As smartphones get simpler and cheaper, users want more devices, but not necessarily more data plans. Not only are separate data plans per device expensive, they also frequently give users a higher total data allowance than they can actually use; however, shared data plans and low-end smartphones share a synergy that counters this: value-for-money.

Infonetics forecasts that approximately 15% of all smartphones will be sold as part of a shared data plan by 2015. It will become an increasingly important method for selling smartphones, particularly for new mobile broadband adopters looking for simplicity – exactly the demographic for whom low-end smartphones might appeal.

One Day, All Phones Will Be Like This!

This is not a ‘dumbing-down’ of the smartphone segment, just a focus on optimizing smartphones in terms of the right functionality at the right price point for the right market segment. At some point all mobile phones will be smartphones. With low-end smartphones driven by Huawei and others, we are certainly getting closer to that reality.

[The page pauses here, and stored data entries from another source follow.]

PR #6790, opened 2023-08-11
Fix verrazzano-cluster-operator VMC reconcile error metric counting

fredtibbitts:
The VMC reconcile error metric was not being incremented correctly. Any errors during reconciliation were being ignored and the success metric was incremented in all cases.

### DIFF
--- a/cluster-operator/controllers/vmc/vmc_controller.go
+++ b/cluster-operator/controllers/vmc/vmc_controller.go
@@ -108,13 +108,13 @@ func (r *VerrazzanoManagedClusterReconciler) Reconcile(ctx context.Context, req 
 	r.log = log
 	log.Oncef("Reconciling Verrazzano resource %v", req.NamespacedName)
 	res, err := r.doReconcile(ctx, log, cr)
-	if err != nil || vzctrl.ShouldRequeue(res) {
-		if err != nil {
-			// Never return an error since it has already been logged and we don't want the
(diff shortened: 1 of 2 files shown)


davisgomes (dismissed):

cluster-operator/controllers/vmc/vmc_controller.go
```diff
@@ -108,18 +108,17 @@ func (r *VerrazzanoManagedClusterReconciler) Reconcile(ctx context.Context, req
...
 	log.Oncef("Reconciling Verrazzano resource %v", req.NamespacedName)
 	res, err := r.doReconcile(ctx, log, cr)
-	if vzctrl.ShouldRequeue(res) {
+	if err != nil || vzctrl.ShouldRequeue(res) {
+		if err != nil {
+			// Never return an error since it has already been logged and we don't want the
+			// controller runtime to log again (with stack trace).  Just re-queue if there is an error.
+			reconcileErrorCount.Inc()
+			return newRequeueWithDelay(), nil
+		}
```
davisgomes, line 117: Is there a reason these are nested instead of `if err != nil ... return` then `if  vzctrl.ShouldRequeue(res) ... return`

fredtibbitts: No good reason, I had moved the code around and I'm not sure what I was thinking. Fixed it, thanks for pointing it out.

davisgomes (approved):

As for which smartphone will win the Mobile World Congress award . . . find out in Barcelona in February 2012!

———–

About Richard

Richard Webb is a highly sought-after analyst, consultant, writer and speaker who has been covering telecom markets for 13 years, including WiMAX since shortly after its inception in 2001, making him one of the industry’s foremost WiMAX experts. As a directing analyst with Infonetics Research, Richard authors and co-authors numerous market share and forecast reports, service provider surveys, and Continuous Research Service (CRS) opinion pieces on WiMAX, LTE, 4G, mobile broadband, FMC, microwave, mobile backhaul, and phones and devices (mobile, FMC, WiFi, smartphones).